● EXERCISE BRIEF
Retype, exactly and only, each line from the one containing "- We can't predict" to the end of the records below.

---- INFORMATION SUPPLIED

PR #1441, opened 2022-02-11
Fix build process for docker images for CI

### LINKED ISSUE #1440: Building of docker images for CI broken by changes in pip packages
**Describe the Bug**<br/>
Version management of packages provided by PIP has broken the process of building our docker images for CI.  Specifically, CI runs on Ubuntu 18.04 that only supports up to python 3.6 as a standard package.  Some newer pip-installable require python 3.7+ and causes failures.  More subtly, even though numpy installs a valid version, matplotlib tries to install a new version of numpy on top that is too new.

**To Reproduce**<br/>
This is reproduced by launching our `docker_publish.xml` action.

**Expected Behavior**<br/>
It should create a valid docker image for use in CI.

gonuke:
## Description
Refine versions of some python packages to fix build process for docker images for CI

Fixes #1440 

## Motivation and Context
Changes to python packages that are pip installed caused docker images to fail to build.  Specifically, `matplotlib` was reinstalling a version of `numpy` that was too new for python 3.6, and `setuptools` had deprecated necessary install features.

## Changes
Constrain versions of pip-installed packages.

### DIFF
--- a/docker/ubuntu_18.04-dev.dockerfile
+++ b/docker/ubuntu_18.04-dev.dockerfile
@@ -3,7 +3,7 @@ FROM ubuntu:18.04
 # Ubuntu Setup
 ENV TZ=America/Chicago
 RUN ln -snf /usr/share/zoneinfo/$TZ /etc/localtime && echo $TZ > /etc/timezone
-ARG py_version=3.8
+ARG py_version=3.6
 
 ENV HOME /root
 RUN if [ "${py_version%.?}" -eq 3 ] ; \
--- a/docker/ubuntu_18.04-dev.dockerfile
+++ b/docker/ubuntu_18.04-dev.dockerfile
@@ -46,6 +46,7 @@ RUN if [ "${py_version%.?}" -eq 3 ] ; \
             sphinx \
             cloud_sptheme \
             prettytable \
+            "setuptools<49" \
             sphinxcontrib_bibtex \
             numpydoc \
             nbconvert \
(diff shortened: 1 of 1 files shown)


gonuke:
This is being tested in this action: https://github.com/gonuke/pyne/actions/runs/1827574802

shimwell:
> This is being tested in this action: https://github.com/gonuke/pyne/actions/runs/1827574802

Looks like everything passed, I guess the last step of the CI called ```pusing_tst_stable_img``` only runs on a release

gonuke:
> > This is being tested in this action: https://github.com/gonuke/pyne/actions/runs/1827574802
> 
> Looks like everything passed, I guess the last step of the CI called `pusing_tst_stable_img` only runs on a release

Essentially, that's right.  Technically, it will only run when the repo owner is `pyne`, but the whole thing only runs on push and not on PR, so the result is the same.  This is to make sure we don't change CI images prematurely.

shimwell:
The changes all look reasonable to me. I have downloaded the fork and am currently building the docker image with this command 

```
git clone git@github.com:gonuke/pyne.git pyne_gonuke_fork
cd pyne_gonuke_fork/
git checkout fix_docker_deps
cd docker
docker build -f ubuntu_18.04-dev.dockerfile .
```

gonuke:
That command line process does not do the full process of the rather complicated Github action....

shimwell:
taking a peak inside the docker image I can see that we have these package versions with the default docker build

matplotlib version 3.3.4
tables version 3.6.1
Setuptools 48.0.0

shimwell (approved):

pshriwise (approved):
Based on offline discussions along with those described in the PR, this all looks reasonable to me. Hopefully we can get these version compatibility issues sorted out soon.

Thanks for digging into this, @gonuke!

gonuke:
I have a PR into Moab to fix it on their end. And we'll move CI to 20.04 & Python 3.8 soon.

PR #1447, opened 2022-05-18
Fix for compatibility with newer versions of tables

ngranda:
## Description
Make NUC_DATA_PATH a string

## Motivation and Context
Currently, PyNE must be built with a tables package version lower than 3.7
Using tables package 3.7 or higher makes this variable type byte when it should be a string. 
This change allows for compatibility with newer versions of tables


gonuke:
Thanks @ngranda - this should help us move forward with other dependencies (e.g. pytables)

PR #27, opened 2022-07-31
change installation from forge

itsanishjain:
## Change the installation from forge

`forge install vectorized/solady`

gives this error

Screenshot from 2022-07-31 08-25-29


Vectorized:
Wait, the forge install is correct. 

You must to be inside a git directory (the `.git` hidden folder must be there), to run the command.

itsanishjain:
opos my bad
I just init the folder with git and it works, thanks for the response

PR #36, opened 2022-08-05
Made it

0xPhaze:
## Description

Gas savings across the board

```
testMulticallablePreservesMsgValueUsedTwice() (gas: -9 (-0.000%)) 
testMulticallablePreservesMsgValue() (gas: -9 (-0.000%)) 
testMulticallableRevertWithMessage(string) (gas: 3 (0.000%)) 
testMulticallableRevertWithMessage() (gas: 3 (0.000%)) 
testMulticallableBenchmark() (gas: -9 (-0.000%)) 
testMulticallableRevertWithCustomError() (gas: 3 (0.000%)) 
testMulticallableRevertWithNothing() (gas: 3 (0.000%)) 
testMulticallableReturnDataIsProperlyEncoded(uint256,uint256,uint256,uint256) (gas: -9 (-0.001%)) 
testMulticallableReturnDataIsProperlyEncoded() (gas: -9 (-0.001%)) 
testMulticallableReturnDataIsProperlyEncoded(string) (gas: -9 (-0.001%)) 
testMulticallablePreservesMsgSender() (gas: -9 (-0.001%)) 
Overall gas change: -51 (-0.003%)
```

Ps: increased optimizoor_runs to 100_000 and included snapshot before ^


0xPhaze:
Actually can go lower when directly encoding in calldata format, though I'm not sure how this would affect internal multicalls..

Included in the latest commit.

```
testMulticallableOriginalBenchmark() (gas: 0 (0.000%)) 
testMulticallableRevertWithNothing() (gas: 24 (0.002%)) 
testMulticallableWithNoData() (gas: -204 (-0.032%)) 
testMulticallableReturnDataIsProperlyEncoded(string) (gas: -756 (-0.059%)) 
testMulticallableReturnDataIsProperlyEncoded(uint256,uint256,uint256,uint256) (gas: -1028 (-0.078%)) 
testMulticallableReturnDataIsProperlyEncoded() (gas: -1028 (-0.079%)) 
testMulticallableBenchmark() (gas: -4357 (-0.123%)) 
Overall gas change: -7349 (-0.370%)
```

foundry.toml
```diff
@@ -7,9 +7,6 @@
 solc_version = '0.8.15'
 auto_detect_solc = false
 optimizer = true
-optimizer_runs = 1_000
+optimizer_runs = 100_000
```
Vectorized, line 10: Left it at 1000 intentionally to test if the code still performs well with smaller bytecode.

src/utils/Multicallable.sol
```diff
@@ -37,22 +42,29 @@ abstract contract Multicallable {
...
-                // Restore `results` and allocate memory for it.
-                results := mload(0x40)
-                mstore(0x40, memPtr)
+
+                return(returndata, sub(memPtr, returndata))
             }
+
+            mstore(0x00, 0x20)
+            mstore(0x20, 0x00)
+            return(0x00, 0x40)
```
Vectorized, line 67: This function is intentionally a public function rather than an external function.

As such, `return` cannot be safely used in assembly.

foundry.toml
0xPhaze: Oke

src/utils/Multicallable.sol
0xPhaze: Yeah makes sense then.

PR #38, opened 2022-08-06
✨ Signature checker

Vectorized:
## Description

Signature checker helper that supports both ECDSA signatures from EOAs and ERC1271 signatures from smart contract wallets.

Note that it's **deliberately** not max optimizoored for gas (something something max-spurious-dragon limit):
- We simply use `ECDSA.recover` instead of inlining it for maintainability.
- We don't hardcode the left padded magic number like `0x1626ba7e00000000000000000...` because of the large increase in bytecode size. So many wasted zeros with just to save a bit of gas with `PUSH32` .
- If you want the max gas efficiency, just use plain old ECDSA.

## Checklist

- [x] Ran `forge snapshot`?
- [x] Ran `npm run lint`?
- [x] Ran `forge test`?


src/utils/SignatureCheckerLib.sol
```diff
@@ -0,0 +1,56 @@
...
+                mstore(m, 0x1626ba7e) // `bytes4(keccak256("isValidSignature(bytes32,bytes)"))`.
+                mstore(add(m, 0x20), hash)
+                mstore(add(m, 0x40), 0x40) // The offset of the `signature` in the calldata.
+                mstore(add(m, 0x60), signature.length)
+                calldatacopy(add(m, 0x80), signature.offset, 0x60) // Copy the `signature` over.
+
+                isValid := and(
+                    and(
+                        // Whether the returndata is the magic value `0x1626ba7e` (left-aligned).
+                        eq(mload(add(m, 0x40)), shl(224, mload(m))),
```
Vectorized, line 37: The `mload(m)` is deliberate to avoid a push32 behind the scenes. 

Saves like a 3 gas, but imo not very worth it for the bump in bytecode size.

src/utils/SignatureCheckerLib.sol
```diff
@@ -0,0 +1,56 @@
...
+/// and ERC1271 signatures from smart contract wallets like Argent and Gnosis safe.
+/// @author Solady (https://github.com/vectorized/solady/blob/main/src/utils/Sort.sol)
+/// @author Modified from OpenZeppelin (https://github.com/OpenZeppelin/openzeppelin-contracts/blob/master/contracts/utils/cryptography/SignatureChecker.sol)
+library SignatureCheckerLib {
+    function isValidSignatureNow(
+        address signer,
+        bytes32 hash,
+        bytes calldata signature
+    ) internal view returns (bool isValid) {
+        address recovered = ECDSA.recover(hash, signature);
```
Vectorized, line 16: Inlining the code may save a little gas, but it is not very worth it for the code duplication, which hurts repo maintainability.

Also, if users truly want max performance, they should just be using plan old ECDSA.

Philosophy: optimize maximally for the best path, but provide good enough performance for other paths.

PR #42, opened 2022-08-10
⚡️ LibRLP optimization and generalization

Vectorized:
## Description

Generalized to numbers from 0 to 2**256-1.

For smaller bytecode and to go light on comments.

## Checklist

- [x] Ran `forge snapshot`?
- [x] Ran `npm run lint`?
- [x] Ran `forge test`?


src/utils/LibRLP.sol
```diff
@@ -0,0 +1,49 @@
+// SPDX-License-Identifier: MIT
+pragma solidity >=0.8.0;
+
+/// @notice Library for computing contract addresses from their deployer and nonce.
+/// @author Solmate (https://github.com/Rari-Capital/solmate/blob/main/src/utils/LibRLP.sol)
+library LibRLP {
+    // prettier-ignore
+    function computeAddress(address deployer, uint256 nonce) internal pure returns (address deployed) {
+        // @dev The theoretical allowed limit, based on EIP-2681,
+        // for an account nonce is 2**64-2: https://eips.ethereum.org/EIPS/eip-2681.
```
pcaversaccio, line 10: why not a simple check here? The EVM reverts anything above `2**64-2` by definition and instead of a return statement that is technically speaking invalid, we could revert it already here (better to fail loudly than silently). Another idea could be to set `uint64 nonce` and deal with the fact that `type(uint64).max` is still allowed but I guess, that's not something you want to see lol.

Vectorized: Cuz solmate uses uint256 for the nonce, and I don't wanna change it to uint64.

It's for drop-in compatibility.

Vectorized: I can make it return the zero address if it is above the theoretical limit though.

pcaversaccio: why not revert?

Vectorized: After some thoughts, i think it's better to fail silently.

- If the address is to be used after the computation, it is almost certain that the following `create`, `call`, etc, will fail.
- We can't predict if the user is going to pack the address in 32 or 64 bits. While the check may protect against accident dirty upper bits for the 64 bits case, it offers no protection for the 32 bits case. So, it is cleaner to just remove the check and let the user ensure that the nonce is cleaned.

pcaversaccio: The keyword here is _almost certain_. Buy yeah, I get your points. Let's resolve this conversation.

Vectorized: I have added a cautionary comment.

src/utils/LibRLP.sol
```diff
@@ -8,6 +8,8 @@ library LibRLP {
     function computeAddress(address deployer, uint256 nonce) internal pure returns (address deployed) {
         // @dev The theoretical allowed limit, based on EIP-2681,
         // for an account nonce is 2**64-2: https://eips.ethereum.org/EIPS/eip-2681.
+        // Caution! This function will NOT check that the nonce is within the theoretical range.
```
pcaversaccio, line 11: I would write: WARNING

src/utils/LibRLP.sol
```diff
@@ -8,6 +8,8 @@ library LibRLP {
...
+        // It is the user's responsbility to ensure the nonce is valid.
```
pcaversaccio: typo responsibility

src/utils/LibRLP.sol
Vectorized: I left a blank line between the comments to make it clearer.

--------

● OUTPUT BELOW
- We can't predict if the user is going to pack the address in 32 or 64 bits. While the check may protect against accident dirty upper bits for the 64 bits case, it offers no protection for the 32 bits case. So, it is cleaner to just remove the check and let the user ensure that the nonce is cleaned.

pcaversaccio: The keyword here is _almost certain_. Buy yeah, I get your points. Let's resolve this conversation.

Vectorized: I have added a cautionary comment.

src/utils/LibRLP.sol
```diff
@@ -8,6 +8,8 @@ library LibRLP {
     function computeAddress(address deployer, uint256 nonce) internal pure returns (address deployed) {
         // @dev The theoretical allowed limit, based on EIP-2681,
         // for an account nonce is 2**64-2: https://eips.ethereum.org/EIPS/eip-2681.
+        // Caution! This function will NOT check that the nonce is within the theoretical range.
```
pcaversaccio, line 11: I would write: WARNING

src/utils/LibRLP.sol
```diff
@@ -8,6 +8,8 @@ library LibRLP {
...
+        // It is the user's responsbility to ensure the nonce is valid.
```
pcaversaccio: typo responsibility

src/utils/LibRLP.sol
Vectorized: I left a blank line between the comments to make it clearer.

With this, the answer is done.